Her dark-as-night ponytail leaps into the air every time she dives for a random pouch on the shelf. Her worn blue jeans fit her so well, I wonder if she ever takes them off. I’m not sure if she’s Latina, or if her flawless bronze skin is simply evenly tanned after working in the barnyard. As much as it fascinates me, I’m way too embarrassed to ask.

I follow her around like a puppy rescued from its previous evil owners. It’s hard not to stare at Rose’s not too manly and perfectly shaped muscles when she fixes a fallen fence the fillies have played with. She finishes mucking her fifth stall when I’m still sweating and digging around my second one. I’m just about to sit down and drink some water out of my travel bottle when Rose leaves me and goes to stand by the aisleway that leads into the indoor arena. She stands quietly, her back turned away from me. About a half a minute later I hear a low voice talking, and a giant black horse head appears around the corner. Our boss, Madame Ice Queen, is done with her first ride.

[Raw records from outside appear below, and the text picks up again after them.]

PR #6670, opened 2024-01-03
Add .txtpb extension for Protocol Buffer Text Format

dougthor42:
Add `.txtpb` extension for Protocol Buffer Text Format.

## Description

The `.txtpb` extension is the canonical and preferred extension for text protos. See https://protobuf.dev/reference/protobuf/textformat-spec/#text-format-files (emphasis mine):

> **.txtpb is the canonical text format file extension and should be preferred to the alternatives**. This suffix is preferred for its brevity and consistency with the official wire-format file extension .binpb. The legacy canonical extension .textproto still has widespread usage and tooling support. Some tooling also supports the legacy extensions .textpb and .pbtxt. All other extensions besides the above are strongly discouraged; in particular, extensions such as .protoascii wrongly imply that text format is ascii-only, and others like .pb.txt are not recognized by common tooling.

## Checklist:

      - https://github.com/search?q=path%3A*.txtpb&type=code (60 results)
      - This admittedly does not hit the "in use in at least 200 unique repositories " recommendation.
      - In our private [`qh-lab`](https://github.com/qh-lab) organization we have >250 text proto files and we _don't use the `txtpb` extension only because GitHub linguist doesn't highlight it_. I'm sure that others feel the same way. It's a chicken and egg problem :upside_down_face:.
    - Sample source(s):
      - unknown (simply copied an existing sample source and renamed the extension)
    - Sample license(s):
      - same as existing source
    - N/A - extension does not currently exist in linguist.

### DIFF
--- a/lib/linguist/languages.yml
+++ b/lib/linguist/languages.yml
@@ -5447,6 +5447,7 @@ Protocol Buffer Text Format:
   - ".textproto"
   - ".pbt"
   - ".pbtxt"
+  - ".txtpb"
   tm_scope: source.textproto
   ace_mode: text
   language_id: 436568854
--- a/samples/Protocol Buffer Text Format/schema.txtpb
+++ b/samples/Protocol Buffer Text Format/schema.txtpb
@@ -1,0 +1,271 @@
+feature {
+  name: "company"
+  value_count {
+    min: 1
+    max: 1
+  }
+  type: BYTES
+  domain: "company"
+  presence {
+    min_count: 1
+  }
+}
+feature {
+  name: "payment_type"
+  value_count {
+    min: 1
+    max: 1
+  }
+  type: BYTES
+  domain: "payment_type"
+  presence {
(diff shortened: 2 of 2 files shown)


lib/linguist/languages.yml
```diff
@@ -5447,6 +5447,7 @@ Protocol Buffer Text Format:
   - ".textproto"
   - ".pbt"
   - ".pbtxt"
+  - ".txtpb"
```
dougthor42, line 5450: > The exception is the primary extension: it should always be first.

The canonical and preferred extension is `.txtpb` (see PR message), but the _most common_ extension appears to be `.textproto`. Which should be considered the "primary" extension and thus placed first?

I had peeked into the indoor arena earlier, after convincing Rose I wouldn’t spook the horse our lady was riding.

“Don’t let the stallions fool you. They’re all talk, but in reality, they’re as fragile and sensitive as their saggy balls,” Rose had told me, and it was impossible to read her face to see if she was joking or dead serious.

Unsure of how to approach the horse and rider at work, I slowly walked into one of the empty stalls and peeked through the bars into the enormous indoor riding arena. The stallion was big and powerful, and he moved like someone installed four springs under his enormous round hooves. The rider slowly bounced like a rubber band, her giving and relaxed body so in sync with the horse’s movement, it seemed they were one being instead of two. The stallion picked up a canter, approaching my hiding place with a steady pace. When he passed by, I was sure he hovered in the air, because his powerful hooves barely made a sound on the sand and rubber footing.

“Psst, hey, those piles are not going to shovel themselves into the muck pile, girl!” Rose had said, peeking into my hiding place. It was nearly impossible to remove my obsessed gaze off the magical being, flying around the arena, but I didn’t want to piss off my new friend.

Our partly horse, partly human boss doesn’t talk much to Rose either, but it’s easy to see they have a mutual understanding between them. Maybe this unnatural woman can read human minds as well as horses’. Her stallion has white foam all around its hind end and neck, but our lady looks like she is fresh out of the shower, her hair tied in a neat and tight bun, her face fresh and pale, no signs of sweat or blush. It’s like her supernatural hair and skin are too afraid to misbehave and madden their picture-perfect owner. My face always turns bright red after horseback riding, and my hair is a tangled mess dripping with sweat. Not her. She stands in the aisle, looking out of this world, stunning and oozing with excellent life decisions, stuck in a barn with a stuttering foreign girl and a handful of other slaves.

Rose picks up one hoof at a time while the lady holds onto the reins. After throwing a red fleece cooler on the horse, Rose grabs the reins from the rider and leads the stallion into a huge wash stall at the end of the barn aisle.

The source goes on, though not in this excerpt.